Three Ways to Express Your Gratitude. As we approach Thanksgiving as a nation, I am inviting you to do three things: 

  1. Write a hand-written note to your spiritual leader and express your heart to them in your own words and in your own handwriting. A handwritten note is where you take a card or a piece of paper and find an envelope and put a stamp on it and put it in the slow-paced mail. I can personally guarantee you that your note will be like apples of gold in settings of silver and it will bring a wave of grace, comfort, cure and care to your spiritual leaders. Trust me on this. It will have far, far, more benefits than you can possibly understand. Why, because you may not be a pastor or a spiritual leader and their life might really be unknown to you, if the truth be told. An email is not the same and by all means, do not send a text to express your thanksgiving on this level. It will not reach their soul. It will not.

  2. On an upcoming time of worship, go up to your pastor. Some of you will have to work your way through body guards and “handlers” (yes, it’s true) but go ahead and try. Look in their eyes and express verbally your gratitude to them and for them. Stand in the line. Wait your turn. Choose to be grateful and just do it. It’s an extraordinarily busy time for pastors and leaders. Advent services. Year end stuff. Multiple Christmas Eve services ( by the way, have you thought about the fact that your church, if it has multiple Christmas Eve services, does not allow the pastor to have that day or often Christmas day with their own family?) I think what I’m asking for is some consideration. Some love and some gratitude.

  3. Ask your Pastor or spiritual leader, this question this upcoming season. “What do you need?” or “How can I help you in ministry this season?” Your interest; your initiative will be like balm to their soul. Often pastor’s feel guilty for having to ask us all the time to do stuff. Volunteer. Serve. Show up.

  Here are some more considerations you can think about and explore that will help your pastors and spiritual leaders. 

  1. Build a sabbatical policy for your pastors. Give them time off for rest and renewal. They need it and they and the church will be the better for it. We can help you with some resources if you need them. Ask.
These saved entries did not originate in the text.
PR #2233, opened 2024-09-04
SNOW-1632701: Add uuid to SnowflakePlan

sfc-gh-aalam:

   

   Fixes SNOW-1632701

   Associate a `uuid` with each `SnowflakePlan` so that we can track all queries that originated from the same plan.

### DIFF
--- a/src/snowflake/snowpark/_internal/analyzer/snowflake_plan.py
+++ b/src/snowflake/snowpark/_internal/analyzer/snowflake_plan.py
@@ -254,12 +254,16 @@ class SnowflakePlan(LogicalPlan):
         # In the placeholder query, subquery (child) is held by the ID of query plan
         # It is used for optimization, by replacing a subquery with a CTE
         self.placeholder_query = placeholder_query
-        # encode an id for CTE optimization
+        # encode an id for CTE optimization. This is generated based on the main
+        # query and the associated query parameters. We use this id for equality comparison
+        # to determine if two plans are the same.
         self._id = encode_id(queries[-1].sql, queries[-1].params)
         self.referenced_ctes: Set[str] = (
             referenced_ctes.copy() if referenced_ctes else set()
         )
         self._cumulative_node_complexity: Optional[Dict[PlanNodeCategory, int]] = None
+        # UUID for the plan to uniquely identify the SnowflakePlan object. We also use this
+        # to UUID track queries that are generated from the same plan.
         self._uuid = str(uuid.uuid4())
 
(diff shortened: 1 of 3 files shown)


sfc-gh-jrose (approved):

src/snowflake/snowpark/_internal/analyzer/snowflake_plan.py
```diff
@@ -260,6 +260,7 @@ def __init__(
             referenced_ctes.copy() if referenced_ctes else set()
         )
         self._cumulative_node_complexity: Optional[Dict[PlanNodeCategory, int]] = None
+        self._uuid = str(uuid.uuid4())
```
sfc-gh-yzou, line 263: so there is very embracing state here that the snowflake_plan its-self already have and self._id fields, and used as part of the __eq__ comparison, the id is generated based on the query and params, which may not be the exact indicator of whether two plan are the same plan. 
I think we can keep both, but let's make sure we we doc it clearly here about the difference. @sfc-gh-jdu i also start question is changing the __eq__ and __hash__ correct in this case? I got the point that we want to simplify the comparison, but that also kind of changes the meaning of the equivalence of two snowflake plan nodes here.

src/snowflake/snowpark/_internal/analyzer/snowflake_plan.py
```diff
@@ -272,6 +273,14 @@ def __eq__(self, other: "SnowflakePlan") -> bool:
     def __hash__(self) -> int:
         return hash(self._id) if self._id else super().__hash__()
 
+    @property
+    def uuid(self) -> str:
+        return self._uuid
+
+    @uuid.setter
+    def uuid(self, value: str) -> None:
```
sfc-gh-yzou, line 281: i don't think we should provide a setter function here, i don't think anyone is suppose to change this once produced.

src/snowflake/snowpark/_internal/analyzer/snowflake_plan.py
```diff
@@ -502,6 +511,7 @@ def __deepcopy__(self, memodict={}) -> "SnowflakePlan":  # noqa: B006
         copied_plan._is_valid_for_replacement = True
         if copied_source_plan:
             copied_source_plan._is_valid_for_replacement = True
+        copied_plan.uuid = self.uuid
```
sfc-gh-yzou, line 514: by definition, the copied_plan should have a different uuid here, right? because it is a different node

sfc-gh-yzou (approved):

  2. Encourage your pastor to take their entire vacation allowance at one time. Every pastor needs a month off; and a full month off looks like this: it takes a week to come down off the steroid of work. The second week is rest. The third week is deep soul renewal and the fourth week is where the gift of being off and away is really experienced. Asking a pastor to be on for 50 weeks a year is simply too much and unrealistic. Give grace and grace will be returned.
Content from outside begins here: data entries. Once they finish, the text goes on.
PR #2241, opened 2024-09-05
SNOW-1548942 Implement support for dataframe apply axis=0

sfc-gh-evandenberg:

SNOW-1548942 Implement support for dataframe apply axis=0

This pr adds support for df.apply with axis=0


src/snowflake/snowpark/_internal/type_utils.py
```diff
@@ -710,6 +710,9 @@ def python_type_to_snow_type(
             )
         return TimestampType(timezone), False
 
+    if tp == object:
```
sfc-gh-azhan, line 713: where do you need this? Maybe implement this in pandas_lit for now. This mapping may need more discussion I believe.

sfc-gh-evandenberg: This is needed to support 'object' type hint, which is where this is called, the test test_Apply_axis_0 with parameter [[[1.1, 2.2], [3, np.nan]], lambda x: "0" if x.sum() > 1 else 0, "object"]) which essientally creates a type hint -> object for the apply function.

It is called via

check_return_variant_and_get_return_Type (apply_utils)
--> get_types_from_type_hints (udf_utils)
-->  calls python_type_to_snow_type (type_utils)

The type hint will fail to be recognized with a TypeError("invalid type <class 'object'>") without this check.

@sfc-gh-jdu looks like your familiar with this code, can you check this is best way to support 'object' type hint?

sfc-gh-azhan: Why user want to create a type hint for object?

sfc-gh-evandenberg: It looks like the original frame/test_apply.py test (for axis=1) to check type hints (including 'object') was added by https://snowflakecomputing.atlassian.net/browse/SNOW-1042200 (@sfc-gh-lspiegelberg) as a performance improvement, he may have more insight why type hint for variant would be useful.  In this case we're building on top of existing udtf apply code (specifically groupby apply) which do check these type hints if they are provided as found here.

sfc-gh-azhan: I was wondering why it worked for axis=1 cases but not now and then I found this https://github.com/snowflakedb/snowpark-python/blob/f6438409cadd28bfc947dc6ce164f36718b36fb6/src/snowflake/snowpark/modin/plugin/_internal/apply_utils.py#L813
Can we instead reuse `deduce_return_type_from_function` for `check_return_variant_and_get_return_Type`?

src/snowflake/snowpark/modin/plugin/compiler/snowflake_query_compiler.py
```diff
@@ -392,6 +393,8 @@
 MICROSECONDS_PER_SECOND = 10**6
 NANOSECONDS_PER_DAY = SECONDS_PER_DAY * NANOSECONDS_PER_SECOND
 
+TEMP_GROUPBY_COLUMN = "tmp_groupby"
```
sfc-gh-nkrishna, line 396: Nit: Let's define this in `groupby_utils.py` instead and import it here?

src/snowflake/snowpark/modin/plugin/compiler/snowflake_query_compiler.py
```diff
@@ -7858,56 +7875,258 @@ def apply(
...
+            ) in zip(
+                frame.data_column_pandas_labels,
+                frame.data_column_snowflake_quoted_identifiers,
+            ):
+                data_col_frame = InternalFrame.create(
+                    ordered_dataframe=frame.ordered_dataframe,
+                    data_column_snowflake_quoted_identifiers=[
+                        data_column_snowflake_quoted_identifier
+                    ],
+                    data_column_pandas_labels=[data_column_pandas_label],
```
sfc-gh-nkrishna, line 7915: Can you add a comment about what this is doing? My understanding is you are maintaining the index but grabbing only the last data column in the frame? If that is the case, why do this instead of using `drop`?

src/snowflake/snowpark/modin/plugin/compiler/snowflake_query_compiler.py
```diff
@@ -7858,56 +7875,258 @@ def apply(
...
+                data_col_result_frame = InternalFrame.create(
+                    ordered_dataframe=data_col_result_frame.ordered_dataframe,
+                    data_column_snowflake_quoted_identifiers=data_col_result_frame.data_column_snowflake_quoted_identifiers,
+                    data_column_pandas_labels=[data_column_pandas_label],
+                    data_column_pandas_index_names=data_col_frame.data_column_pandas_index_names,
+                    data_column_types=None,
+                    index_column_snowflake_quoted_identifiers=data_col_result_frame.index_column_snowflake_quoted_identifiers,
+                    index_column_pandas_labels=data_col_result_frame.index_column_pandas_labels,
+                    index_column_types=None,
+                )
```
sfc-gh-nkrishna, line 7947: Why not use `set_index_names` instead?

src/snowflake/snowpark/modin/plugin/compiler/snowflake_query_compiler.py
```diff
@@ -7858,56 +7875,258 @@ def apply(
...
+                                    :-1
+                                ],
+                                index_column_pandas_labels=qc_frame.index_column_pandas_labels[
+                                    :-1
+                                ],
+                                index_column_types=qc_frame.cached_index_column_snowpark_pandas_types[
+                                    :-1
+                                ],
+                            )
+                        )
```
sfc-gh-nkrishna, line 8007: I think this can be performed with either `drop` (using the `index` parameter, though that may not be implemented) or `iloc`. Can you check if that is possible?

src/snowflake/snowpark/modin/plugin/compiler/snowflake_query_compiler.py
```diff
@@ -7858,56 +7875,258 @@ def apply(
...
+                            ) == len(col_result_indexes)
+                            qc_result = col_results[0].concat(
+                                axis=1, other=col_results[1:], sort=not all_same_index
+                            )
+                        else:
+                            # If there's a mix of scalar and pd.Series output from the apply func, pandas stores the
+                            # pd.Series output as the value, which we do not currently support.
+                            raise NotImplementedError(
+                                "Nested pd.Series in result is not supported"
+                            )
```
sfc-gh-nkrishna, line 8027: Nit: add the method to the NotImplementedError
```suggestion
                            ErrorMessage.not_implemented((
                                "Nested pd.Series in result is not supported in DataFrame.apply(axis=0)"
                            )
```

src/snowflake/snowpark/modin/plugin/compiler/snowflake_query_compiler.py
```diff
@@ -7858,56 +7875,258 @@ def apply(
...
+                else:
+                    if any(is_scalar for is_scalar in col_result_scalars):
+                        # If there's a mix of scalar and pd.Series output from the apply func, pandas stores the
+                        # pd.Series output as the value, which we do not currently support.
+                        raise NotImplementedError(
+                            "Nested pd.Series in result is not supported"
+                        )
```
sfc-gh-nkrishna, line 8034:
```suggestion
                            ErrorMessage.not_implemented((
                                "Nested pd.Series in result is not supported in DataFrame.apply(axis=0)"
                            )
```

src/snowflake/snowpark/modin/plugin/compiler/snowflake_query_compiler.py
```diff
@@ -7858,56 +7875,258 @@ def apply(
...
+                        # If there are multiple output series with different indices, then line them up as a series output.
+                        all_same_index = all(
+                            all(i == col_result_indexes[0]) for i in col_result_indexes
+                        )
+                        # If the col results all have same index then we keep the existing index ordering.
+                        qc_result = col_results[0].concat(
+                            axis=1, other=col_results[1:], sort=not all_same_index
+                        )
+
+            # If result should be Series then change te data column label appropriately.
```
sfc-gh-nkrishna, line 8058:
```suggestion
            # If result should be Series then change the data column label appropriately.
```

tests/integ/modin/frame/test_apply_axis_0.py
```diff
@@ -0,0 +1,608 @@
...
+
+
+import scipy.stats  # noqa: E402
+
+
+@pytest.mark.parametrize(
+    "packages,expected_query_count",
+    [
+        (["scipy", "numpy"], 26),
+        (["scipy>1.1", "numpy<2.0"], 26),
```
sfc-gh-nkrishna, line 575: Why is the query count here so high? Can you add a comment?

tests/integ/modin/frame/test_apply_axis_0.py
```diff
@@ -0,0 +1,608 @@
...
+    ],
+)
+def test_apply_axis_0_bug_1650918(data, apply_func):
+    native_df = native_pd.DataFrame(data)
+    snow_df = pd.DataFrame(native_df)
+    eval_snowpark_pandas_result(
+        snow_df,
+        native_df,
+        lambda x: x.apply(apply_func, axis=0),
+    )
```
sfc-gh-nkrishna, line 565: Is this is raising SnowparkSQLException should be catch the exception with `pytest` instead of using `eval_snowpark_pandas_result`?

sfc-gh-nkrishna (commented):
Can you update the CHANGELOG and `dataframe_supported.rst` accordingly?

src/snowflake/snowpark/modin/plugin/compiler/snowflake_query_compiler.py
sfc-gh-evandenberg: Added comment. This is iterating through each of the data columns of the original df, so data_column_pandas_label, data_column_snowflake_quoted_identifier are the current column, we then create a frame reduced down to this single data column to call groupby_apply with apply function on.  So it's not always the last data column.  The index is preserved because the apply function might access via the index.

tests/integ/modin/frame/test_apply_axis_0.py
sfc-gh-evandenberg: This looks like an existing bug in the underlying udtf support not handling NULL, i created the jira.  Don't we want to use xfail since it is a known failing test, rather than having it "pass".  The idea here is we don't want to refactor/rewrite the test when the issue is fixed, we simply remove the xfail annotation, ie. test driven development.

src/snowflake/snowpark/modin/plugin/compiler/snowflake_query_compiler.py
sfc-gh-evandenberg: I tried drop with index, it fails with an error:

"snowflake.snowpark.exceptions.SnowparkSQLException: (1304): 01b6dabb-0001-a95e-0000-047d1166174a: 100038 (22018): Numeric value 'A' is not recognized"

Also doesn't seem like iloc works here as that selects based on the index range, however, here we want all the rows just to drop one part of the resulting multi-index remaining from the concat above.

sfc-gh-helmeleegy:
> Can you update the CHANGELOG and `dataframe_supported.rst` accordingly?

Can you also update the docstring in `src/snowflake/snowpark/modin/plugin/docstrings/dataframe.py` accordingly?

src/snowflake/snowpark/modin/plugin/compiler/snowflake_query_compiler.py
sfc-gh-evandenberg: It also needs to set the data_column_pandas_label otherwise it won't have the expected result.  I updated the comment to mention this.

src/snowflake/snowpark/_internal/type_utils.py
sfc-gh-evandenberg: Updated

docs/source/modin/supported/dataframe_supported.rst
```diff
@@ -84,7 +84,7 @@ Methods
 +-----------------------------+---------------------------------+----------------------------------+----------------------------------------------------+
 | ``any``                     | P                               |                                  | ``N`` for non-integer/boolean types                |
 +-----------------------------+---------------------------------+----------------------------------+----------------------------------------------------+
-| ``apply``                   | P                               |                                  | ``N`` if ``axis == 0`` or ``func`` is not callable |
+| ``apply``                   | P                               |                                  | ``N`` if ``func`` is not callable |
```
sfc-gh-nkrishna, line 87: Nit: fix the end `|` bar to match the others

tests/integ/modin/frame/test_apply_axis_0.py
sfc-gh-nkrishna: Ah okay, I misunderstood. Yeah xfail with `eval_snowpark_pandas_result` is best here.

sfc-gh-nkrishna (approved):
Left one minor nit, but LGTM. Nice work!

docs/source/modin/supported/dataframe_supported.rst
sfc-gh-evandenberg: Done

src/snowflake/snowpark/modin/plugin/docstrings/dataframe.py
```diff
@@ -738,8 +738,6 @@ def apply():
             * 0 or 'index': apply function to each column.
             * 1 or 'columns': apply function to each row.
 
-            Snowpark pandas does not yet support ``axis=0``.
```
sfc-gh-helmeleegy, line 741: Can we also re-enable the skipped doctest for axis=0?

src/snowflake/snowpark/modin/plugin/compiler/snowflake_query_compiler.py
```diff
@@ -7903,56 +7918,261 @@ def apply(
                 "Snowpark pandas apply API doesn't yet support DataFrame or Series in 'args' or 'kwargs' of 'func'"
             )
 
-        # get input types of all data columns from the dataframe directly
-        input_types = self._modin_frame.get_snowflake_type(
-            self._modin_frame.data_column_snowflake_quoted_identifiers
-        )
+        if axis == 0:
```
sfc-gh-azhan, line 7921: Screenshot 2024-09-06 at 4 09 07 PM
why not just reuse groupby.apply to implement this?

tests/integ/modin/frame/test_apply.py
```diff
@@ -554,33 +544,71 @@ def g(v):
...
-    [[[1.3, 2.5]], np.sqrt],
-    [[[1.3, 2.5]], "sqrt"],
-    [[[1.3, 2.5]], np.log],
-    [[[1.3, 2.5]], "log"],
-    [[[1.3, 2.5]], np.square],
-    [[[1.3, 2.5]], "square"],
+@pytest.mark.xfail(
+    strict=True,
+    raises=SnowparkSQLException,
+    reason="SNOW-1650918: Apply on dataframe data columns containing NULL fails with invalid arguments to udtf function",
```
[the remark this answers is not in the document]
sfc-gh-evandenberg: No this is an existing bug I found so I added a test case and jira.

tests/integ/modin/frame/test_apply.py
```diff
@@ -554,33 +544,71 @@ def g(v):
...
+    "data, apply_func, expected_query_count", TRANSFORM_DATA_FUNC_MAP
+)
+def test_basic_dataframe_transform(data, apply_func, expected_query_count):
+    if expected_query_count is None:
+        msg = "Snowpark pandas apply API only supports callables func"
+        with pytest.raises(NotImplementedError, match=msg):
+            snow_df = pd.DataFrame(data)
+            snow_df.transform(apply_func)
+    else:
+        msg = "SNOW-1650644 & SNOW-1345395: Avoid extra caching and repeatedly creating same temp function"
```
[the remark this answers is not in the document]
sfc-gh-evandenberg: I'm not that familiar with df.transform as that was not the main objective of this pr, it's just something that was enabled for free as a byproduct of supporting df.apply(axis=0).  There may be other ways to implement df.transform not sure on that, this the default implementation. 

@sfc-gh-helmeleegy Do you think we should continue failing df.transform here over performance?  The approach with df.apply(axis=0) is to reuse existing building blocks like groupby_apply so these are pre-existing perf issues that are otherwise orthogonal to this pr.  I was thinking we can make forward progress on perf issues in parallel since we also have a lot of focus there and can start getting feedback to prioritize our efforts.  Any thoughts here?

tests/integ/modin/frame/test_apply.py
```diff
@@ -554,33 +544,71 @@ def g(v):
...
-@sql_count_checker(query_count=0)
-def test_basic_dataframe_transform(data, apply_func):
-    msg = "Snowpark pandas apply API doesn't yet support axis == 0"
-    with pytest.raises(NotImplementedError, match=msg):
+@pytest.mark.parametrize(
+    "data, apply_func, expected_query_count", TRANSFORM_DATA_FUNC_MAP
+)
+def test_basic_dataframe_transform(data, apply_func, expected_query_count):
+    if expected_query_count is None:
+        msg = "Snowpark pandas apply API only supports callables func"
```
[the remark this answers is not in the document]
sfc-gh-evandenberg: The apply_func is executed within a udtf python code, it's expecting to be a python func rather than a sql function, so we would need to add an alternative implementation to support this small subset of callables.  Given this isn't related to the goals of this pr, I created a separate jira https://snowflakecomputing.atlassian.net/browse/SNOW-1657167 to look into this further.

tests/integ/modin/frame/test_apply_axis_0.py
```diff
@@ -0,0 +1,608 @@
...
+
+@pytest.mark.parametrize(
+    "data, func, return_type", BASIC_DATA_FUNC_PYTHON_RETURN_TYPE_MAP
+)
+@pytest.mark.modin_sp_precommit
+def test_axis_0_basic_types_without_type_hints(data, func, return_type):
+    # this test processes functions without type hints and invokes the UDTF solution.
+    native_df = native_pd.DataFrame(data, columns=["A", "b"])
+    snow_df = pd.DataFrame(data, columns=["A", "b"])
+    with SqlCounter(udtf_count=2):
```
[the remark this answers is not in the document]
sfc-gh-evandenberg: Added

src/snowflake/snowpark/modin/plugin/compiler/snowflake_query_compiler.py
```diff
@@ -7903,56 +7918,261 @@ def apply(
...
+            for (
+                data_column_pandas_label,
+                data_column_snowflake_quoted_identifier,
+            ) in zip(
+                frame.data_column_pandas_labels,
+                frame.data_column_snowflake_quoted_identifiers,
+            ):
+                # Create a frame for the current data column which we will be passed to the apply function below.
+                # Note that we maintain the original index because the apply function may access via the index.
+                data_col_frame = InternalFrame.create(
```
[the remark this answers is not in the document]
sfc-gh-evandenberg: Good point, I tried it out and it does work.  The resulting query is a bit more complex because it requires the index to be passed in, so for example I can pass in index=slice(0,Integer.MAX_VALUE,1) and it filters on that.  While it's not a big difference, it seems like we can avoid any additional over changing the frame metadata directly as done here.

src/snowflake/snowpark/modin/plugin/compiler/snowflake_query_compiler.py
sfc-gh-evandenberg: The basic approach is to use groupby apply, however it is more nuanced, check out the last part of the doc (https://docs.google.com/document/d/1P2HsPYKXt_RQ-nevtGohwPercffHKNc8R_aDmHHzQnE/edit) which basically shows how to do this.  The fake_group index part can be avoided internally as there is a way to force grouping the entire index which is what we want in this case.  Note that I'm not able to reproduce your example above.

Screenshot 2024-09-09 at 11 00 32 AM

Also the behavior is slightly different if the apply_func maps to series vs scalar or combinations across columns.  The final result could be a dataframe, series or scalar.  The apply function is applied to each column separately and then results and joined or concatenated together as appropriate.  There's more book keeping necessary to handle all of these cases.

tests/integ/modin/frame/test_apply.py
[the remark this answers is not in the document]
sfc-gh-helmeleegy: @sfc-gh-evandenberg, would it be possible to run a small test to compare perf with and without caching for df.apply(axis=0) and df.transform()? If it becomes clear that caching is not helping in these cases (seems like it given the high number of queries), then I believe we should turn it off for those cases for now. Later, we should have a more comprehensive plan to decide on a general caching strategy for all the apply/transform use cases.

docs/source/modin/supported/dataframe_supported.rst
```diff
@@ -84,7 +84,7 @@ Methods
 +-----------------------------+---------------------------------+----------------------------------+----------------------------------------------------+
 | ``any``                     | P                               |                                  | ``N`` for non-integer/boolean types                |
 +-----------------------------+---------------------------------+----------------------------------+----------------------------------------------------+
-| ``apply``                   | P                               |                                  | ``N`` if ``axis == 0`` or ``func`` is not callable |
+| ``apply``                   | P                               |                                  | ``N`` if ``func`` is not callable                  |
```
sfc-gh-helmeleegy, line 87: Can we reference the list of limitations given for `GroupBy.apply` in `groupby_supported.rst`?

docs/source/modin/supported/dataframe_supported.rst
sfc-gh-helmeleegy, line 1: Should we also update the notes for `transform` now that axis=0 is supported?

src/snowflake/snowpark/modin/plugin/compiler/snowflake_query_compiler.py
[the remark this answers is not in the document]
sfc-gh-azhan: You can pass index=slice(None,None) to skip index selection.

tests/integ/modin/frame/test_apply.py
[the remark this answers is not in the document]
sfc-gh-evandenberg: @sfc-gh-helmeleegy I ran the related unit tests with and without caching and found they are ~ 2.5x slower if there is no caching.  Yes, let's agree to follow up here (we have tracking jiras) on more comprehensive plan for general caching.

src/snowflake/snowpark/modin/plugin/compiler/snowflake_query_compiler.py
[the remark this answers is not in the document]
sfc-gh-evandenberg: Updated

docs/source/modin/supported/dataframe_supported.rst
sfc-gh-evandenberg: Updated, it wasn't very clear but transform is only working if func is a callable, otherwise it is not supported.

docs/source/modin/supported/dataframe_supported.rst
sfc-gh-evandenberg: I looked at the limitations of groupby_supported.rst for GroupBy.apply and they are not hit in the case of Dataframe.apply(axis=0) so I don't think there's anything to document there since this is otherwise an implementation detail.

src/snowflake/snowpark/modin/plugin/compiler/snowflake_query_compiler.py
```diff
@@ -7905,56 +7920,258 @@ def apply(
...
 
-        # get input types of all data columns from the dataframe directly
-        input_types = self._modin_frame.get_snowflake_type(
-            self._modin_frame.data_column_snowflake_quoted_identifiers
-        )
+        if axis == 0:
+            frame = self._modin_frame
 
-        from snowflake.snowpark.modin.pandas.utils import try_convert_index_to_native
+            # To apply function to Dataframe with axis=0, we repurpose the groupby apply function by taking each
```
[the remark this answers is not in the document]
sfc-gh-azhan: BUT, if a df has 10 columns, then this approach is going to create 10 UDTFs and run them sequentially which is slow. We can define a single UDTF to handle the whole df in one go. Why not?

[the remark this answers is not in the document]
sfc-gh-evandenberg: Yeah, there are different approaches, here I'm reusing existing building block (groupby_apply) as much as possible so we can start enabling for customers, at which point we can see what kind of workloads and performance our customers are encountering and prioritize further improvements accordingly.

While an uber UDTF approach would reduce the number of round-trip queries, it's not clear to what extent the overall performance would be better.  For instance, partitioning by columns (as done here) should enable better scalability for larger data sets since they operate on column fraction of the total dataset at a time, and further these queries could be parallelized so as to substantially decreasing the overall latency.  While a single uber udtf approach would need the entire dataset in memory at one time but take similar overall execution time without the parallelization opportunity being in a single python method.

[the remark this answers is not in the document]
sfc-gh-azhan: No doubt this approach is ready to use at least.

The performance of a single UDTF approach should be better but I don't have the data to show how much it can be better IMO. Taking the 10 column case as an example, the current approach basically run 10 queries and each one UDTF basically runs the select query and apply the UDTF on the selected row sets. If we can combine them into one query and then the backend automatically will parallel the process for each rowsets across the warehouse instances.

But it's probably too early to optimize right now. It's better to add some perf tests for apply axis=0 first. cc @sfc-gh-nkumar @sfc-gh-helmeleegy @sfc-gh-lyambem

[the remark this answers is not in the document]
sfc-gh-evandenberg: I've created a jira https://snowflakecomputing.atlassian.net/browse/SNOW-1659582 to follow up on evaluating performance options when we have time.

Also had some side discussion with @sfc-gh-helmeleegy will share for visibility:

Screenshot 2024-09-10 at 2 22 32 PM

src/snowflake/snowpark/modin/plugin/compiler/snowflake_query_compiler.py
```diff
@@ -7909,56 +7924,258 @@ def apply(
...
+            if len(col_results) == 1:
+                result_is_series = col_result_scalars[0]
+                qc_result = col_results[0]
+
+                # Squeeze to series if it is single column
+                qc_result = qc_result.columnarize()
+                if col_result_scalars[0]:
+                    qc_result = qc_result.reset_index(drop=True)
+            else:
+                single_row_output = all(len(index) == 1 for index in col_result_indexes)
```
sfc-gh-azhan, line 8018: would `len(index)` trigger eager evaluation again?

src/snowflake/snowpark/modin/plugin/compiler/snowflake_query_compiler.py
```diff
@@ -7909,56 +7924,258 @@ def apply(
...
+                    index_column_snowflake_quoted_identifiers=data_col_result_frame.index_column_snowflake_quoted_identifiers,
+                    index_column_pandas_labels=data_col_result_frame.index_column_pandas_labels,
+                    index_column_types=data_col_result_frame.cached_index_column_snowpark_pandas_types,
+                )
+
+                data_col_result_index = (
+                    data_col_result_frame.index_columns_pandas_index()
+                )
+                col_result_indexes.append(data_col_result_index)
+                col_result_scalars.append(
```
sfc-gh-azhan, line 8002: for some popular methods, `np.sum`, we should know whether the result is scalar or not so we can avoid eager evaluation here. Can be a TODO item.

src/snowflake/snowpark/modin/plugin/compiler/snowflake_query_compiler.py
sfc-gh-evandenberg: No, the index is retrieved earlier and this is the Index value used here so does not fetch again.

sfc-gh-azhan (approved):
LGTM as the first step to support axis=0. We should add some workflows to see how the performance looks like.

sfc-gh-helmeleegy (approved):
LGTM. I'm glad we could verify that the current implementation using some extra cache_result eager queries is (counter-intuitively) faster than the alternative implementation with no result caching and hence no eager queries.

Also glad that we have a number of JIRA tickets for possible performance improvement directions to pursue in the future.

Thanks for the nice work, Eric.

  3. Encourage your pastor to take one whole and complete day a month as a “soul care day.” We have some resources to help a leader know what to do rather with a whole day alone with God. It does not take a PhD to know how to spend a day with God. It’s actually simple and really rewarding.

  4. Make sure your pastor is paid on the level and in the way as the majority of the church. That’s important but often ignored. Every pastor I know is worth their wage and the vast majority works very hard and very well.
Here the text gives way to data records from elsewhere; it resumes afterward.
PR #2248, opened 2024-09-06
SNOW-1653121: Support some Timedelta aggregations on axis=0.

sfc-gh-mvashishtha:
Fixes SNOW-1653121

Test and support aggregation on axis=0. We still raise `NotImplementedError` if:

1) the aggregation requires concatenating a frame with timedelta types
2) the aggregation requires transposing a row containing a timedelta type and other types.

To facilitate this change, introduce the class `SnowparkPandasAggFunc`, which represents a Snowpark pandas aggregation, together with the bool `preserves_snowpark_pandas_type`. We can use `SnowparkPandasAggFunc` instead of the separate mappings `GROUPBY_AGG_PRESERVES_SNOWPARK_PANDAS_TYPE` and `GROUPBY_AGG_WITH_NONE_SNOWPARK_PANDAS_TYPES`.

This change also fixes the bug that timedelta aggregations like mean would produce the wrong type (and the wrong result) by truncating the float result if `preserves_snowpark_pandas_type`.


sfc-gh-mvashishtha:
marking as draft till I fix SNOW-1654730

sfc-gh-nkrishna (approved):
Nice work, LGTM!

tests/integ/modin/conftest.py
```diff
@@ -715,3 +715,29 @@ def numeric_test_data_4x4():
...
+                pd.Timedelta(minutes=-1),
+                pd.Timedelta(minutes=0),
+                pd.Timedelta(minutes=5),
+                pd.Timedelta(minutes=6),
+            ],
+            "C": [
+                None,
+                pd.Timedelta(nanoseconds=5),
+                pd.Timedelta(nanoseconds=0),
+                pd.Timedelta(nanoseconds=4),
```
sfc-gh-nkumar, line 740: not sure if this covered in other tests. It would good to include a column withe all None values.

sfc-gh-nkumar (approved):

tests/integ/modin/conftest.py
sfc-gh-mvashishtha: Done.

  5. Make sure you choose one of the three suggestions I offered above this Thanksgiving/Advent season.

A Short Blessing for Pastors: May God bless the souls of our pastors. May the grace of the Father be given to you in the deep places of your hearts where you need it most! May the love of Jesus Christ hold you together as you seek to hold others together. May the Spirit of God brood over you to help you realize that you are not alone—never alone. May you learn to humbly learn to be human and to remain human all the days of your life for human is what you are and it all you need to be. You are enough! Amen.